Сиделка (выглядывает из-за ширм). Не подходите, это не для вас. (Возвращается к постели больного.)
Любовница садится. Друг тоже. Дочь опускается на диван.
Дочь (голос яростный, сдавленный, хриплый, зубы сжаты, в такт своим словам бьет кулаком по дивану). Отче наш, иже еси на небесех, да святится имя твое, да приидет царствие твое, да будет воля твоя на земле, как и на небесех… Дай нам днесь!
Все молчат, появляется Сиделка, на халате капли крови, словно кто-то брызнул на него кистью краску; руки тоже в крови.
Сиделка. Обошлось. Было кровотечение. Но обошлось.
Жена (не открывая глаз). Вы уверены?
Сиделка (спокойно, но внушительно). Все обошлось. (Возвращается к постели.)
Любовница (Жене, после паузы). Расскажите мне что-нибудь. Говорите со мной о чем угодно… о чем угодно.
Жена (с трудом). Мы… да… у нас был… сад. Да, сад… мы жили за городом, неподалеку от Парижа. Мы провели во Франции около трех лет. Вы… он рассказывал вам об этом?
Любовница. Да. Красиво там было?
Жена. Он не мог… он не мог показать его вам. Да, там было красиво. Дом сгорел, и сад тоже. Нам написали.
Любовница. Какая жалость.
Жена. Да, там было красиво. (С усилием.) Это был не просто сад, это был целый мир… мир… цветения. Вселенная цветения. Можно так сказать? Впрочем, неважно. Это был не такой сад, куда приглашают гостей прогуляться… «Пойдемте, посмотрите, как мы там все устроили». Нет, это был совсем другой сад. Конечно, он был спланирован людьми понимающими — мужчиной и женщиной.
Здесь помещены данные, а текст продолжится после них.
PR #66, opened 2017-02-27
bz 1427254  Kibana Index Mode

jcantrill:
This is a result of a discussion I had with @portante and ops regarding https://bugzilla.redhat.com/show_bug.cgi?id=1427254

Justification is ops users already have access to the entire cluster and this would allow them to share dashboards and visualizations unrestricted.

### DIFF
--- a/README.md
+++ b/README.md
@@ -2,13 +2,28 @@
 This is an OpenShift plugin to ElasticSearch to:
 
 * Dynamically update the SearchGuard ACL based on a user's name
-* Transform kibana index requests to support multitenant deployments
+* Transform kibana index requests to support multitenant deployments for 
+  non-operations users when so configured.
+
+*Note:*
+Previous versions of this plugin created a Kibana profile for each user regardless of their role,
+which is still the default mode of operation.  It is now possible to configure the Kibana index mode 
+to allow [operations users](./src/main/java/io/fabric8/elasticsearch/util/RequestUtils.java) to share the Kibana index to store dashboards and visualizations.  It is highly 
+recommended that operations teams establish agreements and naming conventions so users do not 
+overwrite each others work.
 
 ## Configuring your initial ACLs
 With the update to use Searchguard-2 and Searchguard-SSL for ES 2.4.x, the
 OpenShift-Elasticsearch-Plugin assumes the initial ACLs are seeded when the cluster is started.
 
-You can view sample configurations [here] (./samples/).
+### Action Groups
+
+This plugin will produce role and role mappings that assume certain action groups are defined with
+the base SearchGuard ACL documents.  [Samples](./src/test/resources/io/fabric8/elasticsearch/plugin/roles_ops_shared_kibana_index_with_unique.yml) 
+of what the generated roles are found with the unit tests
+
+
+You can view sample ACL document configurations [here](./samples/).
 
 As with `sgadmin`, the plugin needs to use the certificate with a DN that matches
 the `searchguard.authcz.admin_dn` as defined in the ES config to be able to
@@ -44,11 +59,9 @@ The following additional parameters can be set in set in `elasticsearch.yml`:
 |*io.fabric8.elasticsearch.acl.user_profile_prefix*| The prefix to use to store Kibana user visualizations (default: `.kibana.USERUUID`)|
 |*io.fabric8.elasticsearch.kibana.mapping.app*| Absolute file path to a JSON document that defines the index mapping for applications| 
 |*io.fabric8.elasticsearch.kibana.mapping.ops*| Absolute file path to a JSON document that defines the index mapping for operations|
-|*io.fabric8.elasticsearch.kibana.mapping.empty| Absolute file path to a JSON document that defines the index mapping for blank indexes|
-|*openshift.config.project_index_prefix*| The string value that project/namespace indices use as their prefix (default: ``) for example, with the
-  common data model, if the namespace is `test`, the index name will be
-  `project.test.$uuid.YYYY.MM.DD`.  In this case, use `"project"` as the
-  prefix - do not include the trailing `.`.|
+|*io.fabric8.elasticsearch.kibana.mapping.empty*| Absolute file path to a JSON document that defines the index mapping for blank indexes|
+|*openshift.config.project_index_prefix*| The string value that project/namespace indices use as their prefix (default: ``) for example, with the common data model, if the namespace is `test`, the index name will be `project.test.$uuid.YYYY.MM.DD`.  In this case, use `"project"` as the  prefix - do not include the trailing `.`.|
+|*openshift.kibana.index.mode*| The setting that determines the kibana index is used by users.  Valid values are one of the following: <ul><li>**unique** (Default) - Each user gets a unique index for kibana visualizations (e.g. .kibana.USER_UUID)</ul></li><ul><li>**ops_shared**       - Users who are in an ops role will share an index (e.g. kibana) while non ops users will have a unique index (e.g. .kibana.USER_UUID)</ul></li>|
 
 *Note*: The `io.fabric8.elasticsearch.kibana.mapping.*` properties are required and must be defined for the plugin to function. A sample file
 may be found in the `samples` folder.
--- a/pom.xml
+++ b/pom.xml
@@ -86,16 +86,6 @@
       <artifactId>elasticsearch</artifactId>
       <version>${elasticsearch.version}</version>
       <scope>provided</scope>
-      <exclusions>
-      	<exclusion>
-      		<artifactId>jackson-core</artifactId>
-      		<groupId>com.fasterxml.jackson.core</groupId>
-      	</exclusion>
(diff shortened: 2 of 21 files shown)


richm:
This means all ops users are the same user.  This means if an admin makes customizations, someone else can overwrite those customizations?  All ops users are _not_ the same actual user.  There may be customers who will be perturbed because some other admin can wipe out their customizations.

portante:
@richm, ops users can still create their own dashboards with a different name.  We have hundreds of dashboards on our Kibana instance.  Is it not reasonable to assume that what one ops user needs can be shared by all, and they can agree using dashboard names to avoid conflicts?

richm:
@portante ok - but that means admins will need some agreement and convention about which dashboards are shared, and which are private, rather than being strictly separated by username/userid.  And that will not be consistent with the way normal users have their own config/dashboards.

jcantrill:
@richm Agree all ops users are not the same but most likely all ops users will require visualizations to the same data.  As @portante  suggested, they can come to an agreement on a naming convention.  Aside from figuring out how to 'share' across our design, this is the best scenario to enable sharable dashboards for ops.  The only thing we might add is a config setting that allows you to make it work in a legacy fashion, but generally I see this as a reasonable change.

richm:
Proposed documentation:
```
There is a change from previous versions.
If you login to Kibana as an administrative user, **all of your configs and dashboards are shared with all other administrative users**.  You will need to come up with some sort of naming convention and agreement to share and not overwrite the work of other admin users.
This does not apply if you login to Kibana as a non-admin user.  All of your configs and dashboards will continue to be private to your userid.
```

jcantrill:
One drawback I can think of for this arrangement is users who might want to separate their 'admin' experience from their 'user' experience; they will ONLY be able to use their 'user' profile if some one removes their cluster-admin role.  Do we care? Is this a concern?

portante:
@richm, perhaps explain that this facilitates sharing of dashboards across admin users who are able to see all the data anyways, while preserving the nature of multi-tenancy for non-admin users.  "With great power comes great responsibility."

richm:
There are more elegant ways to share configs/dashboards.  However, if this functionality needed urgently, we can go with this fix and revisit this issue at a later date.

jcantrill:
@richm @portante  I fixed up but will need to rebase once #66 merges. Everything is all jumbled here.

jimmidyson:
retest this please

jcantrill:
[test]

jimmidyson:
retest this please

jimmidyson:
@jcantrill Tests passed now that AWS has sorted stuff out. Will leave it to you to merge.

README.md
```diff
@@ -2,9 +2,16 @@
 This is an OpenShift plugin to ElasticSearch to:
 
 * Dynamically update the SearchGuard ACL based on a user's name
-* Transform kibana index requests to support multitenant deployments
+* Transform kibana index requests to support multitenant deployments for non-operations users.
 * Seed the Searchguard index `config`, `roles`, `rolesmapping`, and `actiongroups` types
 
+*Note:*
+Previous versions of this plugin created a Kibana profile for each user regardless of their role.
+As of v2.4.4.2, any users that has been given the OpenShift cluster-admin role will share the same
```
portante: s/has/have

pom.xml
```diff
@@ -79,7 +79,7 @@
     <!-- used by vendor builds to use vendor version of searchguard plugins -->
     <version.suffix />
   </properties>
-
+
```
portante: Seems like an unnecessary change ...

src/main/java/io/fabric8/elasticsearch/plugin/acl/DynamicACLFilter.java
```diff
@@ -78,407 +78,424 @@
...
-		String kspass = settings.get(SG_CLIENT_KS_PASS, DEFAULT_SG_CLIENT_KS_PASS);
-		String tspass = settings.get(SG_CLIENT_TS_PASS, DEFAULT_SG_CLIENT_TS_PASS);
-		String kstype = settings.get(SG_CLIENT_KS_TYPE, DEFAULT_SG_CLIENT_KS_TYPE);
-		String tstype = settings.get(SG_CLIENT_TS_TYPE, DEFAULT_SG_CLIENT_TS_TYPE);
-
-		Settings.Builder settingsBuilder = Settings
-                .builder()
-                .put("path.home", ".")
-                .put("path.conf", ".")
+public class DynamicACLFilter extends RestFilter implements ConfigurationSettings {
```
portante: This looks like a huge change just for whitespace mostly.  Why such a large amount of change like that?

README.md
```diff
@@ -2,9 +2,16 @@
...
+Kibana index to store configurations and dashboards.  This change makes it possible to share dashboards
+between operation users.  It is highly recommended that operations teams establish agreements and
+naming conventions so users do not overwrite each others work.
```
portante: So we need to consider this change a bit in terms of how one would migrate to start using it.

What happens if we deploy this where each operation user has built up a set of dashboards already?  What happens to access to those previously created dashboards?

It would be great to have an "opt-in" switch to turn it on, so that admins can prepare by first exporting the dashboards they want.

Even with the opt-in switch it would be great to be able to provide a tool to dump each ops user's individual kibana dashboard so that they could be imported to the common one.

portante: We also should dove tail this work with the unified dashboard work for non-ops users.

jcantrill:
@richm @portante  This is a reworked PR for https://bugzilla.redhat.com/show_bug.cgi?id=1427254.

I pushed a test version of the image to: docker.io/jcantrill/logging-elasticsearch:bz1427254

which can be utilized by configuring the logging-elasticsearch configmap with:
`openshift.kibana.index.mode: ops_shared`

There are a number of refactorings to make this work.  I think we will additionally need the following:

*operations and .all alias dont seem to map properly. I propose to fix that in subsequent PR
* I think we need to modify hwo the roles are generated per what @richm  found.  User roles to all their projects.  I think this PR will be less then useful. I propose fixing that in subsequent PR.

Please test to see if we think it works as we desire.

jcantrill:
@portante Updated to only 2 modes per your suggestion.  @richm the other change this brings in is to move the allowed actions to action groups defined in the config files.  This will allow us to tweak actions without having to rebuild the plugin for the given roles.  We will need a logging PR to set the defaults and pull in this change.

README.md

По-моему, это было сразу видно. А может, их было несколько, несколько поколений — но он был ни на что не похож. Он просто окружал вас со всех сторон. (Откидывает голову назад. Громко Врачу и Сиделке.) КТО-НИБУДЬ СКАЖЕТ МНЕ НАКОНЕЦ ПРАВДУ?!
Сиделка (выглядывает на мгновение). Да. (Возвращается к постели.)
Жена (спокойно). Благодарю вас.
Любовница. Так про сад.
Жена. Да. (Пауза. Собирается с мыслями.) Да… дом был очень старый, он был построен несколько столетий назад, в нормандском стиле — снаружи дерево и штукатурка, но не квадратный, а весь в пристройках. Небольшой и уютный. Каменные полы, огромные камины с простыми полками над ними, в потолках мощные балки, кухня величиной с гостиную — словом, вы знаете. И со всех сторон нас окружало укрощенное буйство сада. Нет, не укрощенное, продуманное — продуманное буйство сада. Такое великолепие. Туда слетались птицы и бабочки со всей округи. И конечно, пчелы. Только выйдешь — и тут же составишь букет, которому позавидовал бы сам Редон. [2] (Пауза.) Я больше не хочу говорить об этом.
2
Одилон Редон (1840–1916) — французский график живописец.
Появляется Врач, вытирает руки полотенцем, подходит к ним.
Врач. Чуть-чуть, но обошлось. Тут предсказать что-нибудь трудно. Разрешите, я посижу с вами? (Садится рядом с Женой и Любовницей.) Уф-ф, хорошо. Я вдруг почувствовал себя совсем старым… (Усмехается.) Смешно, а?
Любовница. Вы собираетесь уйти на покой когда-нибудь?
Врач. Теперь уже нет. Я зашел слишком далеко за пенсионный возраст. Об этом надо было думать лет пятнадцать назад. К тому же, что я буду делать?
Жена (не глядя на Врача). Теперь… ближе?
Врач (пауза.) Конечно. А как же? Каждый вздох уменьшает расстояние. Каждый удар сердца таит в себе опасность.
Любовница (пытается перевести разговор). Я никогда не понимала, как это вы, врачи, умудряетесь оставаться в живых во время эпидемий. Наглотаетесь, наверно, пилюль — не вздохнуть, а на теле живого места нет — уколы, прививки.